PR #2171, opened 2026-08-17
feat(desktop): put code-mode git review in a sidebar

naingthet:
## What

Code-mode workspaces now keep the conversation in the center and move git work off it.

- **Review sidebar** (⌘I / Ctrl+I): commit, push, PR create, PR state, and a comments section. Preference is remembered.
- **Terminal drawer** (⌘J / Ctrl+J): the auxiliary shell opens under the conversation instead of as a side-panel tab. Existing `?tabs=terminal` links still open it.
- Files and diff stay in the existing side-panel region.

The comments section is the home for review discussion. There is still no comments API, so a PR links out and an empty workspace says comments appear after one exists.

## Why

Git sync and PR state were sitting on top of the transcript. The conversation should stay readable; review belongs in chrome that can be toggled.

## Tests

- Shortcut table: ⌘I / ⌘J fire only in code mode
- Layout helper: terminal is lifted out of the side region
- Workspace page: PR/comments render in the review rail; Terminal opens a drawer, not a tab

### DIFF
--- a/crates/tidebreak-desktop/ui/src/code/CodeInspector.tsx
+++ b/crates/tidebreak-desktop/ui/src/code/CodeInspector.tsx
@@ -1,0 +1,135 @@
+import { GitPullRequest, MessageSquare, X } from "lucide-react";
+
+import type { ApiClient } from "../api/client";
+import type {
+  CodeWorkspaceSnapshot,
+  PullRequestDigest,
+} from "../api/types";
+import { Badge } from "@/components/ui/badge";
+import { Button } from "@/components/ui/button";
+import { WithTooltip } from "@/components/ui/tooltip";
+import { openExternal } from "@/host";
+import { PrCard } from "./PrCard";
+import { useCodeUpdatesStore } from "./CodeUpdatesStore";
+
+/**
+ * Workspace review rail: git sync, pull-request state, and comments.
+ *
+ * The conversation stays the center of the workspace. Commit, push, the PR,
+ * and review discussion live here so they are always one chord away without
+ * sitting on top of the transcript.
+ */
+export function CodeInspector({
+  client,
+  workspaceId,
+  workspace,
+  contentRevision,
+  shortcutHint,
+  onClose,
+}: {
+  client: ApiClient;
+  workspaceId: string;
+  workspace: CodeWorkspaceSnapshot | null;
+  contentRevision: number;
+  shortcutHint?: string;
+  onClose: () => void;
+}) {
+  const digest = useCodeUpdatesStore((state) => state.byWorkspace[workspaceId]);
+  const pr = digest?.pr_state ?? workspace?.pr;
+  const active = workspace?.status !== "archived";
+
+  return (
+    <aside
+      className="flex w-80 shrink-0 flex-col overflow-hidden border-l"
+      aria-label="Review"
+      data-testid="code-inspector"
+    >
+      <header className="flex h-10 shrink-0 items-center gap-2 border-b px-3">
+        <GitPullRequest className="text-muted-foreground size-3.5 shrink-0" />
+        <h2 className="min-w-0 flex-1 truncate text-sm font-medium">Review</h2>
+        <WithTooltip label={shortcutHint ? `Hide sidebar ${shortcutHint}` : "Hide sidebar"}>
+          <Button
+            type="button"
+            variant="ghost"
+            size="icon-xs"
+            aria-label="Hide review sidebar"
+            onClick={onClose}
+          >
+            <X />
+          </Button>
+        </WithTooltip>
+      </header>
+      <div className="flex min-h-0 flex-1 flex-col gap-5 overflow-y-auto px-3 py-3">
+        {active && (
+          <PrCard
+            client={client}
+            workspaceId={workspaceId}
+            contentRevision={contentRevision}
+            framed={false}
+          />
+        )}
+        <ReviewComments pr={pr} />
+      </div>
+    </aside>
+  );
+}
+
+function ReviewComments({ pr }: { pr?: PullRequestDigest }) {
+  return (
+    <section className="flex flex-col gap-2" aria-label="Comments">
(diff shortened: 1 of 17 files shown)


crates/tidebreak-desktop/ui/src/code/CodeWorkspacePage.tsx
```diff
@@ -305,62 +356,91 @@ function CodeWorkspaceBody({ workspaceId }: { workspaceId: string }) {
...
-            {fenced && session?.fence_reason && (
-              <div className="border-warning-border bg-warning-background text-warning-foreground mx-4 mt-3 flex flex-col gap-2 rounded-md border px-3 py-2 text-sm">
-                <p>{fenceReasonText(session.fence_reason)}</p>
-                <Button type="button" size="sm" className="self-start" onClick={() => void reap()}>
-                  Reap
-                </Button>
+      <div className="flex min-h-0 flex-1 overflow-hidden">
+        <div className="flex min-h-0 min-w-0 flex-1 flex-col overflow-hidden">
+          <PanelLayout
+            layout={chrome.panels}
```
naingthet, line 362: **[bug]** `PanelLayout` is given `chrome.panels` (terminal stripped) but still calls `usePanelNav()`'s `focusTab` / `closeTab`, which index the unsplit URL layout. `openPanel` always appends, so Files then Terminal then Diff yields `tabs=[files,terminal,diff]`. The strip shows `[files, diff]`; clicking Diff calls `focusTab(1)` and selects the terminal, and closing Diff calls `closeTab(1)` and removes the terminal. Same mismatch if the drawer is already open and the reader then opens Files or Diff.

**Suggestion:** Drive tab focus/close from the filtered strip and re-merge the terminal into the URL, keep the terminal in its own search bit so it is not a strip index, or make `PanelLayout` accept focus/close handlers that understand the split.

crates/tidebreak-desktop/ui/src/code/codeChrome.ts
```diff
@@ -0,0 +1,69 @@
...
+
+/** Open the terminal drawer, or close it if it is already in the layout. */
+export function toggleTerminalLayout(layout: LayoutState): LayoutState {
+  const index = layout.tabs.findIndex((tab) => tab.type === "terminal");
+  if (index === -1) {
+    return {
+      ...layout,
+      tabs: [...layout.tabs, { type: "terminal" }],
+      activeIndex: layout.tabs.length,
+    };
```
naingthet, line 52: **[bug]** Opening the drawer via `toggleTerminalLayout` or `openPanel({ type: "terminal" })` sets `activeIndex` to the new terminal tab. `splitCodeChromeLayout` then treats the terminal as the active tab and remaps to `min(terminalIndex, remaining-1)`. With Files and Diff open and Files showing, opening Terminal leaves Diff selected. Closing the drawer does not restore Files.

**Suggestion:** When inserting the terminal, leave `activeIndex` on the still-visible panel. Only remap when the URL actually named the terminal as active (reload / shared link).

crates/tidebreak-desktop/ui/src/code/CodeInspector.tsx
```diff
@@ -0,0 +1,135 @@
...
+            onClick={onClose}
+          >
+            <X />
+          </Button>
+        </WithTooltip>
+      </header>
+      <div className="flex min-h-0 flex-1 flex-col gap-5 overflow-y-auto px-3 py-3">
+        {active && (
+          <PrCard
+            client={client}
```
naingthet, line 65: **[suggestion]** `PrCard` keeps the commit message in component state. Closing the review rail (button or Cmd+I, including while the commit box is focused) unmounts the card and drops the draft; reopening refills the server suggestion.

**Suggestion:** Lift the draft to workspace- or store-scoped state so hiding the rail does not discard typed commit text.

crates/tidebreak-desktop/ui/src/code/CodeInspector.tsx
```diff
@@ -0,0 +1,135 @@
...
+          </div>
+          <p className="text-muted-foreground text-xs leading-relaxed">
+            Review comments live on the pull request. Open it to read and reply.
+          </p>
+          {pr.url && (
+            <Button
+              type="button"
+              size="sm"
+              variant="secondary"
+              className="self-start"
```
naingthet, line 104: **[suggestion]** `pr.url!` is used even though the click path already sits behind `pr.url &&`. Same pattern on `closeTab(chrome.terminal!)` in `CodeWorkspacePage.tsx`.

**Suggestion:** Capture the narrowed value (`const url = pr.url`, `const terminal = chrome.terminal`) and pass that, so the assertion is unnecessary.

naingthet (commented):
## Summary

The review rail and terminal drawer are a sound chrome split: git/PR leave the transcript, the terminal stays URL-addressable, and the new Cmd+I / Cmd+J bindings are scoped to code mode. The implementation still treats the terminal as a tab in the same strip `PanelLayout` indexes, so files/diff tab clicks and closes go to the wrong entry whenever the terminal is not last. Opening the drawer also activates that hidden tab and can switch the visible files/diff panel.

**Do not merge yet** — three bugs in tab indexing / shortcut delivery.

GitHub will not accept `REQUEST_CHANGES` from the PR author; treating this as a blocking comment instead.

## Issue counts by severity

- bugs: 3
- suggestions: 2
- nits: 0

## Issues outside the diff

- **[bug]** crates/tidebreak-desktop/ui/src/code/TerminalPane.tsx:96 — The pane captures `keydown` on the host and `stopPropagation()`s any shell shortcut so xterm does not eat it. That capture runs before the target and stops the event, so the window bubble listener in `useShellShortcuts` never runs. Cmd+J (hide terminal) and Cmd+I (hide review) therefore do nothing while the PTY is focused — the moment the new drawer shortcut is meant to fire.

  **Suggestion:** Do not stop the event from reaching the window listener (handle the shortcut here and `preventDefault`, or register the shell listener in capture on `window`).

**How to complete this task**
Take every line from the records that holds "rail" and copy it down.

**Task result**
- Workspace page: PR/comments render in the review rail; Terminal opens a drawer, not a tab
+ * Workspace review rail: git sync, pull-request state, and comments.
naingthet, line 65: **[suggestion]** `PrCard` keeps the commit message in component state. Closing the review rail (button or Cmd+I, including while the commit box is focused) unmounts the card and drops the draft; reopening refills the server suggestion.
**Suggestion:** Lift the draft to workspace- or store-scoped state so hiding the rail does not discard typed commit text.
The review rail and terminal drawer are a sound chrome split: git/PR leave the transcript, the terminal stays URL-addressable, and the new Cmd+I / Cmd+J bindings are scoped to code mode. The implementation still treats the terminal as a tab in the same strip `PanelLayout` indexes, so files/diff tab clicks and closes go to the wrong entry whenever the terminal is not last. Opening the drawer also activates that hidden tab and can switch the visible files/diff panel.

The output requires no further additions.